Records excerpted from a collection:
····················
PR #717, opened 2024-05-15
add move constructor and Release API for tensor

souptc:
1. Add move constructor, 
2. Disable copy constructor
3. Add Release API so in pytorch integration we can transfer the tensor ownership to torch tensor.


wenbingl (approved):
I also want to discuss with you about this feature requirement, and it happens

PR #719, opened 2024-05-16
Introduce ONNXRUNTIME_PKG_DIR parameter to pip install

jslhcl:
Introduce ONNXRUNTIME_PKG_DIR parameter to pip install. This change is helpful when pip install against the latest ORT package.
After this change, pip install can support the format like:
····················
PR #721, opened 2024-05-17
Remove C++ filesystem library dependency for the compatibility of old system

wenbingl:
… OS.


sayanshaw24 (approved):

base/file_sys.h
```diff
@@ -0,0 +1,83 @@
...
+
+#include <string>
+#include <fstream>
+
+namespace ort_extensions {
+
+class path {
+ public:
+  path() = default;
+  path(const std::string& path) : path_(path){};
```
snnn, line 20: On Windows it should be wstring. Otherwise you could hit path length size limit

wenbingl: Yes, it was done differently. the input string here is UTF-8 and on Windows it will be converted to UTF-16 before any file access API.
····················
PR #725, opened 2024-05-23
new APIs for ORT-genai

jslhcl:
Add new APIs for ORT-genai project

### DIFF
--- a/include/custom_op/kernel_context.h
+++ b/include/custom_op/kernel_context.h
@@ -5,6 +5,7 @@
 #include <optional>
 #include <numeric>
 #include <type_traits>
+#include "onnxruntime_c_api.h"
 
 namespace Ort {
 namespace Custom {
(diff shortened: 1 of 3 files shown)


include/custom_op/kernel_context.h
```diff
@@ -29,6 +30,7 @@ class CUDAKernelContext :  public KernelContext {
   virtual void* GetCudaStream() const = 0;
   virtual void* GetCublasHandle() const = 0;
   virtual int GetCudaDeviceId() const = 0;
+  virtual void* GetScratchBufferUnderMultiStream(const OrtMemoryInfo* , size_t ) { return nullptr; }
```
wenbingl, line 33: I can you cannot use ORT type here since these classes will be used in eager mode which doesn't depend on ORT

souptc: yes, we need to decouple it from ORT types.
····················
▶ [ASSIGNED TASK]:
From the records above, print only the lines between the one holding "PR #717, opened 2024-05-15" and the one holding "After this change, pip", inclusive, exactly as they stand.

▶ [EXERCISE OUTPUT]:
PR #717, opened 2024-05-15
add move constructor and Release API for tensor

souptc:
1. Add move constructor, 
2. Disable copy constructor
3. Add Release API so in pytorch integration we can transfer the tensor ownership to torch tensor.


wenbingl (approved):
I also want to discuss with you about this feature requirement, and it happens

PR #719, opened 2024-05-16
Introduce ONNXRUNTIME_PKG_DIR parameter to pip install

jslhcl:
Introduce ONNXRUNTIME_PKG_DIR parameter to pip install. This change is helpful when pip install against the latest ORT package.
After this change, pip install can support the format like:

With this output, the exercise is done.